Task data:

Issue #145, opened 2015-09-14
sale/manage (Takings): move Print button above the bars on right side


daN4cat:
The print button is placed in the wrong bar and might lead to confusion because it's the one interacting with any selected item.

It's better to have a Print button above the bars, on the right side at the same level of the view title, like for instance the Excel import button in Items view.

daN4cat:
This is fixed and it will be available in the next pull request after the EAN codes one is closed.

PR #151, opened 2015-09-15
Move Print button in sale/manage (Takings) to top right

daN4cat:
Fix to #145 issue.

### DIFF
--- a/COPYING
+++ b/COPYING
@@ -1,8 +1,11 @@
 The MIT License (MIT)
 
-Copyright (c) 2014 pappastech
+Copyright (c) 2012-2014 pappastech
+Copyright (c) 2013 Rob Garrison
+Copyright (c) 2013 Parq
+Copyright (c) 2013 Ramel
 Copyright (c) 2014-2015 jekkos
-Copyright (c) 2015 FrancescoUK aka daN4cat
+Copyright (c) 2015 FrancescoUK (aka daN4cat)
 
 Permission is hereby granted, free of charge, to any person obtaining a copy of
 this software and associated documentation files (the "Software"), to deal in
--- a/application/controllers/config.php
+++ b/application/controllers/config.php
@@ -24,32 +24,32 @@ class Config extends Secure_area
 		
 		$batch_save_data=array(
 		'company'=>$this->input->post('company'),
-		'address'=>$this->input->post('address'),
-		'phone'=>$this->input->post('phone'),
-		'email'=>$this->input->post('email'),
-		'fax'=>$this->input->post('fax'),
-		'website'=>$this->input->post('website'),
-		'default_tax_1_rate'=>$this->input->post('default_tax_1_rate'),		
-		'default_tax_1_name'=>$this->input->post('default_tax_1_name'),		
-		'default_tax_2_rate'=>$this->input->post('default_tax_2_rate'),	
-		'default_tax_2_name'=>$this->input->post('default_tax_2_name'),		
-		'return_policy'=>$this->input->post('return_policy'),
-        'tax_included'=>$this->input->post('tax_included'),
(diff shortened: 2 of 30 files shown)


jekkos:
Ok I've pulled this change in to my local repo alright. 

Did you test the barcode generation on the receipts in the previous pr? Currently there's a problem appearing sales completion.

jekkos:
Honestly I liked the more discrete print button a little more. But I get the point saying that it doesn't apply to printing selected rows, which would be a nice to have anyway. Currently users might think the print does a customized version of the takings layout, which in this case isn't really true (it just uses the default stylesheet for printing)

daN4cat:
Sorry, I forgot to rebase and therefore I pushed things that were from your master by mistake.

I'll have a look into the receipt issue with barcode.

daN4cat:
Crap... sale & receiving use the same barcode function but that cannot be EAN8 & 16.
We need to agree whether it's Code19 or Code128 as those ones are the only we can use for the receipts.

I need to add a new function for that.

daN4cat:
Even item_kits need a fix.

daN4cat:
Ok, but the item_kits issue is something else, at least it looks like that.

daN4cat:
Pushed even a fix to #156 fix.

I hope you can now merge everything to master.

jekkos:
There's another example in the sales model for searching the dates. You'll see that there are no more outer quotes (which is error prone anyway) because the escape function already does this step for us.

daN4cat:
I used the last_query to print the query and it looked ok to me.
But I'll check again this evening and take into consideration your point, thanks for the feedback.
I simply reused that way copying what is used in customers and personnel for instance.
So if we have a better way I would need to make a change across other models to be consistent, but that in a separate step otherwise it gets too big.

daN4cat:
Quickly check sale model and I see the following:

$this->db->where('sale_date BETWEEN '. $this->db->escape($inputs['start_date']). ' AND '. $this->db->escape($inputs['end_date']));

So you mean that item query should be:

'name LIKE %' . $this->db->escape_like_str($search) . '% OR ' .

I need to check better the % and what exactly the function escape_like_str does. As said it was a copy and paste from customer:

last_name LIKE '%".$this->db->escape_like_str($search)."%' or

I would need to fix that one too to remove the " as said earlier.

jekkos:
I tihnk that it should be 

     last_name LIKE ".$this->db->escape('%'.$search.'%')." AND

daN4cat:
Reading from here: http://www.codeigniter.com/user_guide/database/queries.html 

3. $this->db->escape_like_str() This method should be used when strings are to be used in LIKE conditions so that LIKE wildcards (‘%’, ‘_’) in the string are also properly escaped.

$search = '20% raise';
$sql = "SELECT id FROM table WHERE column LIKE '%" .
    $this->db->escape_like_str($search)."%'";

Based on the documentation what I've done seems correct, what do you think?

daN4cat:
Pushed an extra fix to the language issue #156. By mistake I added a - to the Indian translation of "Last" in common_lang.php

daN4cat:
Pushed fix to #155

daN4cat:
Jekkos, can you please check and merge to master this batch?
I believe there is enough now to close this pr.

daN4cat:
Fix to #152.

Jekkos, could you please check, merge and close this pr.

daN4cat:
Jekkos, could you please check, merge and close this pr.

jekkos:
Got it merged in now. I did have one last change that I had already on top of the latest github master and I rebased your changes on top of it, so hopefully this won't cause you too much trouble pulling this repo's changes back in?

daN4cat:
I'm afraid this merge messed up things again....

daN4cat:
Not sure I can see generate_receipt_barcode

Problem to solve: Whenever the word "already" turns up in a line of the listing above, copy the line.

Task answer:
There's another example in the sales model for searching the dates. You'll see that there are no more outer quotes (which is error prone anyway) because the escape function already does this step for us.
Got it merged in now. I did have one last change that I had already on top of the latest github master and I rebased your changes on top of it, so hopefully this won't cause you too much trouble pulling this repo's changes back in?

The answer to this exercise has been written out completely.